PR #8100, opened 2023-08-01
[build] update macos hosted github runner to macos-12 monterey

### LINKED ISSUE #7702: Update macOS CI build job to use Monterey (macOS 12)
Due to a scheduled brownout of Catalina Github Actions runners, we are temporarily removing the separate Catalina test job (PR: https://github.com/osquery/osquery/pull/7700), so that only Big Sur gets tested.

Ideally we would also update the Big Sur build job to Monterey and restore the test job on Big Sur, but to update to Monterey we need to test closely the full pipeline. This issue tracks this desire.

We would also need to update our ReadTheDocs documentation.

sharvilshah:
Fixes #7702

### DIFF
--- a/.github/workflows/hosted_runners.yml
+++ b/.github/workflows/hosted_runners.yml
@@ -530,7 +530,7 @@ jobs:
       matrix:
         build_type: [Release, Debug]
         architecture: [x86_64, arm64]
-        os: [macos-11]
+        os: [macos-12]
 
         exclude:
           - build_type: Debug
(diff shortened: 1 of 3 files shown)


.github/workflows/hosted_runners.yml
```diff
@@ -770,8 +766,6 @@ jobs:
   # This job takes the packaged tests (Release + Debug) from the Monterey
   # builder and runs them on a new Big Sur instance
   test_macos_bigsur:
```
Smjert, line 768: nit: Can we update the name to the correct version?

Smjert (commented):
Thanks for this!
Can we also update the documentation in the wiki so that it reflects these changes?

directionless (approved):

◆ ◆ ◆ ◆ ◆ ◆ ◆

**Exercise details**
Repeat all the material above, matching every character.

**Written solution**
PR #8100, opened 2023-08-01
[build] update macos hosted github runner to macos-12 monterey

### LINKED ISSUE #7702: Update macOS CI build job to use Monterey (macOS 12)
Due to a scheduled brownout of Catalina Github Actions runners, we are temporarily removing the separate Catalina test job (PR: https://github.com/osquery/osquery/pull/7700), so that only Big Sur gets tested.

Ideally we would also update the Big Sur build job to Monterey and restore the test job on Big Sur, but to update to Monterey we need to test closely the full pipeline. This issue tracks this desire.

We would also need to update our ReadTheDocs documentation.

sharvilshah:
Fixes #7702

### DIFF
--- a/.github/workflows/hosted_runners.yml
+++ b/.github/workflows/hosted_runners.yml
@@ -530,7 +530,7 @@ jobs:
       matrix:
         build_type: [Release, Debug]
         architecture: [x86_64, arm64]
-        os: [macos-11]
+        os: [macos-12]
 
         exclude:
           - build_type: Debug
(diff shortened: 1 of 3 files shown)


.github/workflows/hosted_runners.yml
```diff
@@ -770,8 +766,6 @@ jobs:
   # This job takes the packaged tests (Release + Debug) from the Monterey
   # builder and runs them on a new Big Sur instance
   test_macos_bigsur:
```
Smjert, line 768: nit: Can we update the name to the correct version?

Smjert (commented):
Thanks for this!
Can we also update the documentation in the wiki so that it reflects these changes?

directionless (approved):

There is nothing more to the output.